-- Records provided --
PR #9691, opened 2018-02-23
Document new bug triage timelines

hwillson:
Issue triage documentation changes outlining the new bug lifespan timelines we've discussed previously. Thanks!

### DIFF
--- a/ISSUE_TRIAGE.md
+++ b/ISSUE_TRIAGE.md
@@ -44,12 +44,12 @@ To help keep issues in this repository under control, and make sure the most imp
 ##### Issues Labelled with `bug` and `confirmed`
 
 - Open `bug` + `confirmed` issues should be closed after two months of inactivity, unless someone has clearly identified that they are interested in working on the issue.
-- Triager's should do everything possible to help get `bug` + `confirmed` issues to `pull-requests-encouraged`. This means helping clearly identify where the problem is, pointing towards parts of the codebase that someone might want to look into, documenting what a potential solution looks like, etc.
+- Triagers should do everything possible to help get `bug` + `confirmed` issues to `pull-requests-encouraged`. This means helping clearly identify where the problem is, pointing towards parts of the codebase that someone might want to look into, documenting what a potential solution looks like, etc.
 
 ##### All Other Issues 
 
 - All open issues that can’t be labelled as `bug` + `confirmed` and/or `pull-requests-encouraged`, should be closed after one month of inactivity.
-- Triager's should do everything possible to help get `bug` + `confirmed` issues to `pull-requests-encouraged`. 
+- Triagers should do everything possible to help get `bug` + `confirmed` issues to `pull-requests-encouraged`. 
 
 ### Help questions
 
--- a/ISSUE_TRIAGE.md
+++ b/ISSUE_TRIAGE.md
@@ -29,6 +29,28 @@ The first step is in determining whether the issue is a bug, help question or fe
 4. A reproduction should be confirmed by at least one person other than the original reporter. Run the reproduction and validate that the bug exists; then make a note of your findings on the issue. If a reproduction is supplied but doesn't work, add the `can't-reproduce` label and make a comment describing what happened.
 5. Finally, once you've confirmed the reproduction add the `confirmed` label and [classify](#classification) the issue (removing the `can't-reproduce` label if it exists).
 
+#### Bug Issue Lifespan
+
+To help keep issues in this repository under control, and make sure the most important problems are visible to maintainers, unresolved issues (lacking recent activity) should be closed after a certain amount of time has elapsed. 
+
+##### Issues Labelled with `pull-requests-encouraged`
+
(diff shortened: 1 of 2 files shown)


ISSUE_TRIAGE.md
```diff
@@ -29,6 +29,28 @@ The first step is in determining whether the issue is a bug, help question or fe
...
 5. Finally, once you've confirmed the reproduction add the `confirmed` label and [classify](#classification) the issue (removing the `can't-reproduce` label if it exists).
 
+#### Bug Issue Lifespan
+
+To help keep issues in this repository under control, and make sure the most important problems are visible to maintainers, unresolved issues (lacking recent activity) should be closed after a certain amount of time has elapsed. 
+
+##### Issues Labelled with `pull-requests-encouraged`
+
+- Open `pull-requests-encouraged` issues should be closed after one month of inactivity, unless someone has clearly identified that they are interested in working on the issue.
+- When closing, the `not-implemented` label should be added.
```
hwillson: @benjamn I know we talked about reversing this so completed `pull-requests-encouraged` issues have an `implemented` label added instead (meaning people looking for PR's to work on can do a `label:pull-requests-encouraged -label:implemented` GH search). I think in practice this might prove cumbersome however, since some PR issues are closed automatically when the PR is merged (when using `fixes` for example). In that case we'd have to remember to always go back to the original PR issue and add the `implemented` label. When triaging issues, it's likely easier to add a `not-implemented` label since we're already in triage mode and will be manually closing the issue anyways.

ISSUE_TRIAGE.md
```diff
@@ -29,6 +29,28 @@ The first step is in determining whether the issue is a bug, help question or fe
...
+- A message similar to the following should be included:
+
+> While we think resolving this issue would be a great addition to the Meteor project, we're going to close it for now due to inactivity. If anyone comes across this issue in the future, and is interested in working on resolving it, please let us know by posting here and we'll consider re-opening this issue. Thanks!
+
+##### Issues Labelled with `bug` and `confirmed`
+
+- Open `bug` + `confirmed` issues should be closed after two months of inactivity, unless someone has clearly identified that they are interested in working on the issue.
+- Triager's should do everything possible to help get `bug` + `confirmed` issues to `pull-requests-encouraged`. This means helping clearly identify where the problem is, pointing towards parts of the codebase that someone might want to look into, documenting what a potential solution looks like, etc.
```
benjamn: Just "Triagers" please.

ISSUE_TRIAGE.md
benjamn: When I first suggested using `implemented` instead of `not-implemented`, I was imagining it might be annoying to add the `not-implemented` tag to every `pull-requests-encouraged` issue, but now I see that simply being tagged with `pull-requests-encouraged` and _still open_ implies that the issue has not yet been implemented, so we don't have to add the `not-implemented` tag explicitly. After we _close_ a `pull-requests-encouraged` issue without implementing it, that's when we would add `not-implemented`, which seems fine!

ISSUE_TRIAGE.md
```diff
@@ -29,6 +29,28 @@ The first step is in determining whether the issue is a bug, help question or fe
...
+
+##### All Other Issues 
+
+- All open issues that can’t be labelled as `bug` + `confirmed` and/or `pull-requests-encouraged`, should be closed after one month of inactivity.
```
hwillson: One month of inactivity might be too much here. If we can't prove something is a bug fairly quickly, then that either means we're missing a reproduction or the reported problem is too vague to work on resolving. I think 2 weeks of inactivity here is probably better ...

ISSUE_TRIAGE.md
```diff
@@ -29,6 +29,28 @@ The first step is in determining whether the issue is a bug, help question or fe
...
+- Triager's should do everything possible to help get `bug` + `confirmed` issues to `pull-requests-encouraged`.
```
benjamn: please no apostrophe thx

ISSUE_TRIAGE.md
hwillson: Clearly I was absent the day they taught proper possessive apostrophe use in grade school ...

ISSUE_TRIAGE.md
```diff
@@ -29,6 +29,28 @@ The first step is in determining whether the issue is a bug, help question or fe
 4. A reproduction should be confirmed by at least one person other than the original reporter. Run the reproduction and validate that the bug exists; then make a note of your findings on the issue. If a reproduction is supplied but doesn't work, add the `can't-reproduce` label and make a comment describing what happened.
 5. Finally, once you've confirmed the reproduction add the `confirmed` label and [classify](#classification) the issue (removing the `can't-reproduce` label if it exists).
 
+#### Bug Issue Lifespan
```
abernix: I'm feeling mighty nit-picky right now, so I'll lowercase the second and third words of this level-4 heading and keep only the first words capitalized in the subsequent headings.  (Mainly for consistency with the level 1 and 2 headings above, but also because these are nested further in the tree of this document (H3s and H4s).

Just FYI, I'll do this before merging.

-- Exercise description --
Copy each line above that contains the word "potential".

-- Result of this exercise --
-- Triager's should do everything possible to help get `bug` + `confirmed` issues to `pull-requests-encouraged`. This means helping clearly identify where the problem is, pointing towards parts of the codebase that someone might want to look into, documenting what a potential solution looks like, etc.
+- Triagers should do everything possible to help get `bug` + `confirmed` issues to `pull-requests-encouraged`. This means helping clearly identify where the problem is, pointing towards parts of the codebase that someone might want to look into, documenting what a potential solution looks like, etc.
+- Triager's should do everything possible to help get `bug` + `confirmed` issues to `pull-requests-encouraged`. This means helping clearly identify where the problem is, pointing towards parts of the codebase that someone might want to look into, documenting what a potential solution looks like, etc.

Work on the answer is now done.